Login Anggota
Lupa password? - Mau jadi Anggota?    
 
Artikel

Jumat, 26 November 2010 -


Kejernihan Salafus Sholeh di Mata Santri Era Globalisasi

(Mading Putri) : Bagaimana sebenarnya metode pendidikan di pesantren salaf?

(Gus Wafi) : Bismillahirrohmanirrohim, yang pertama kita sebagai santri salaf haruslah bersungguh-sungguh dan berbenah diri, karena perjuangan awal salaf adalah seorang santri harus mempunyai اعــتــقـــاد على الحق (meyakini bahwa dia adalah benar).

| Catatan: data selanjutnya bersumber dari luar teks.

PR #320, opened 2018-10-04
Add drawableDebugger to onPausedUpdateSystems

NicholasBatesNZ:
4feca26 forgot to add `drawableDebugger` to the `onPausedUpdateSystems`, this completes #317

PR #321, opened 2018-10-05
Merge strategy plow

Cervator:
This is simply #311 with rushed conflict resolution and an initial round of testing. Also one small review comment fix from @vampcat made to @Adrijaned that really might have been for himself since Adri just redid the PR? So naturally I tried to fix it!

Honestly I had only merged #311 locally as I had the minimal #320 merged in and wanted something more meaty - then saw 18 files with substantial conflicts and tried to merge through the power of lulz. I did *not* expect it to compile, let alone work - but it did, so I guess we might consider this a round 3 and maybe even merge it tomorrow?

I plan to run a round of formatting on top before merge as I'm sure I left some unused stuff in places from the rushed merge and some of the files affected were probably full of style issues even before the PR. Sure got Checkstyle mad at me trying to commit.

Will also actually test a bit more but I'm really surprised at the apparent absence of issues. What I did notice - and possibly only the first one is actually from the base PR here:

1) main menu reversed the button order, but just that one screen (huh) - I think?
2) main buttons on said main menu can be oddly sized, with their button/wrapper getting smaller vs the text as the resolution increases ...
3) some resolutions are off center meaning a bit of the right side gets cut off. Full screen seems fine,

I have to sometimes really mess with the resolution settings to provoke the 2nd and 3rd item so I'm not sure if it is actually this PR. Need to check without the PR, but needed to push the merge somewhere and do a little write-up so I can go clean and try fresh tomorrow.

Also includes #320

### DIFF
--- a/engine/src/main/java/org/destinationsol/CommonDrawer.java
+++ b/engine/src/main/java/org/destinationsol/CommonDrawer.java
@@ -15,9 +15,9 @@
  */
 package org.destinationsol;
 
-import com.badlogic.gdx.Gdx;
 import com.badlogic.gdx.graphics.Color;
 import com.badlogic.gdx.graphics.GL20;
+import com.badlogic.gdx.graphics.OrthographicCamera;
 import com.badlogic.gdx.graphics.g2d.BitmapFont;
 import com.badlogic.gdx.graphics.g2d.GlyphLayout;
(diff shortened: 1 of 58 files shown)


GooeyHub:

PR #324, opened 2018-10-06
fix main menu button order and offset

Avalancs:
PR #311 introduced changes that have mixed up the order of the buttons on the main menu, which is fixed by this PR.


GooeyHub:

PR #328, opened 2018-10-07
mazesConfig can now be in modules.

Adrijaned:
We might want to do that even for other config files, but so far no demand, so no supply needed. @ererbe needs this so he can work on his module


GooeyHub:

Sekarang umat islam bermacam-macam dikarenakan tidak mempunyai jati diri, dia sendiri tidak tahu siapa dia. Oleh karena itu, dia tidak mempunyai keyakinan bahwa dia itu benar, maka dengan mudah dia akan termasuki oleh ideologi-ideology bebas. Contohnya sekarang seseorang sudah tidak lagi bangga dengan ciri pakaian umat muslim dan dalam masalah akal seseorang sudah tidak lagi percaya dengan adanya Tuha n, karena itulah kesalafan harus kita banggakan. Dahulu salaf adalah khusus Tafaqquh Fiddin, dalam Al Quran dikatakan :"من يردالله فيه خيرا يفقّهه في الدين" Namun sekarang di Indonesia yang tadinya salaf sudah mulai bergeser dengan munculnya perguruan-perguruan, tetapi tetap menggunakan kata SALAF, kata salafnya tidak dibuang, hanya saja kurikulumnya sudah mulai berkembang. Seharusnya kata salaf secara bahasa adalah kuno, Qodim, atau Nisbi tetapi sekarang salaf sudah menjadi istilah-istilah, karena sesuai dengan sabda Nabi yang dikatakan salaf adalah kurun Shohabat, kurun Tabi'in dan Tabi'uttabi'in,خيرالقرون قرني ثم الذين يلونهم

Tiga kurun ini merupakan paling baik-baiknya masa. Setelah tiga kurun tersebut tidak lagi dinamakan salaf akan tetapi kholaf. Dan walaupun sekarang kita tidak lagi hidup pada masa salaf tetapi kita ikut Manhajnya (caranya/jalannya) ulama salaf berarti intisabnya di salaf.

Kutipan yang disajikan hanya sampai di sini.